Peruvian journalist, writer, and poet (1926–2019)

Edmundo Dante Lévano La Rosa, also known as César Lévano (December 11, 1926 – March 22, 2019) was a Peruvian intellectual, journalist, writer, teacher and poet. He was director of the Peruvian newspaper Perfil, which became a weekly newspaper, and was also a retired professor at the National University of San Marcos (UNMSM).

== Biography ==
Guided by the example of Delfín Lévano, his father, and Manuel Caracciolo Lévano, his grandfather; both leaders, founders and cultural promoters of the proletarian movements of the early twentieth century; César Lévano always had a deep approach to culture and grew up in an environment where social causes were defended. His father and his grandfather, self-taught journalists, like him; they created different bodies of struggle with anarchist ideas. The inclination for journalism was acquired as a child when, at the age of nine, he started selling newspapers.

In 1945 he launched into political militancy in the Communist Youth, where he edited the magazine Estrella Roja. He founded in La Oroya the newspaper El Metalúrgico (1948), organ of the Metallurgical Workers Union of a corporation of Cerro de Pasco; from 1956 to 1960 he worked at the France-Presse News Agency as a translator and website; He went through the newsrooms of Marka, La República and Sí; in 1975, he directed La jornada, a work supplement for the newspaper La Prensa; he was director of the newspaper Última Hora (1991); panelist of the television political program Pulso and associate website of the magazine Caretas.
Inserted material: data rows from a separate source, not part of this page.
PR #1265, opened 2020-02-05
Sync chromedriver version with actual chrome in CI.

zbigg:
Travis CI always uses "current stable" version of chrome, and `chromedriver` has very limited compatibility (usually 1 or 2 major versions max).

Detect actual chrome version on system and upgrade chromedriver used for browser integration testing.

### DIFF
--- a/.travis.yml
+++ b/.travis.yml
@@ -14,6 +14,9 @@ branches:
     - master
     - release
 
+env:
+  - DETECT_CHROMEDRIVER_VERSION=true
+
 # upgrade yarn to a more recent version
 before_install:
   - curl -o- -L https://yarnpkg.com/install.sh | bash -s -- --version 1.13.0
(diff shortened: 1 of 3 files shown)


.travis.yml
```diff
@@ -26,6 +26,7 @@ jobs:
       script:
         - yarn pre-test
         - yarn cov-test --forbid-only
+        - ./scripts/install-chromedriver.sh
```
ninok: MINOR: installing chromedriver should be the first step b/c we might use it in pre-test or cov-test in the future

zbigg: @ninok Finally i've skipped this script and chosen to use `DETECT_CHROMEDRIVER_VERSION` introduced recently.
Tihs needs update too, so it's hard to tell if the feature works though - see new version of patch,

PR #1267, opened 2020-02-06
Optimize interpolants usage.

zbigg:
Optimize InteprolatedProperty to reuse Interpolant instances across
evaluations.

THREE.JS interpolants cache last interpolation range, so assuming that
we usually render value on similar zoom levels, we don't have search for
interpolation range on every frame.

Time impact: O(1) complexity of most of interpolations [1].

Mem impact: don't allocate interpolant + one array internally on each
evaluation.

Based on #1332, review only last commit.

[1] https://threejs.org/docs/#api/en/math/Interpolant


zbigg:
@heremaps-bot ok to test

zbigg:
> How about we remove all this code and simply add what’s needed to interpolate in 
> InterpolateOperators.ts?

Great idea, but that's just moving code around. 

This PR  is not about nor supporting non-zoom interpolation but about reducing waste in CPU and GC load.

PR #1268, opened 2020-02-06
Better handling of olp data

haraldF:
http/204 errors are now propagated as exceptions, not as replies.
Also handle the version in OlpCopyrightProvider as the license might
change between catalog versions.

### DIFF
--- a/@here/harp-olp-utils/lib/OlpDataProvider.ts
+++ b/@here/harp-olp-utils/lib/OlpDataProvider.ts
@@ -103,10 +103,17 @@ export class OlpDataProvider implements DataProvider {
                 abortSignal
             )
             .then(response => {
-                // 204 - NO CONTENT, no data exists at the given tile. Do nothing.
-                return response.status === 204 ? Promise.resolve({}) : response.arrayBuffer();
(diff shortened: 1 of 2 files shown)


@here/harp-olp-utils/lib/OlpDataProvider.ts
```diff
@@ -103,10 +103,17 @@ export class OlpDataProvider implements DataProvider {
                 abortSignal
             )
             .then(response => {
-                // 204 - NO CONTENT, no data exists at the given tile. Do nothing.
-                return response.status === 204 ? Promise.resolve({}) : response.arrayBuffer();
+                if (response.status !== 200) {
+                    throw new Error(response.statusText);
```
CraigBerlin: If response.status is 204 will this properly set error.status for the catch block below?

haraldF: @CraigBerlin http/get requests on Blob Store will never return 204, and if it does, it's an actual error that we should report (and stop processing the tile).

204 will only happen if the index indicates that the tile is "empty", e.g. there's no data for that tile.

For much of his life he suffered persecution and imprisonment for defending his ideas. He was held for several years in the Sixth, the Panóptico, the criminal island El Frontón during the military governments of Manuel A. Odría and Francisco Morales Bermúdez.

In 2002, he was decorated by the Peruvian Government with the Order of Merit for Distinguished Services in the Grade of Grand Cross.

In 2005, he was recognized by the Constitutional Court for his defense of Human rights.

In 2011, she received the Annual Human Rights Award from the National Coordinator of Human rights.

In 2014 he assumed the management of Diario UNO, previously called "La Primera", and resigned in September 2018 due to lack of payments.

Lévano La Rosa was a professor at the National University of San Marcos, a position he held since 1980. He was, in turn, director of the School of Communications of said center of studies and journalistic director of the newspaper Perfil.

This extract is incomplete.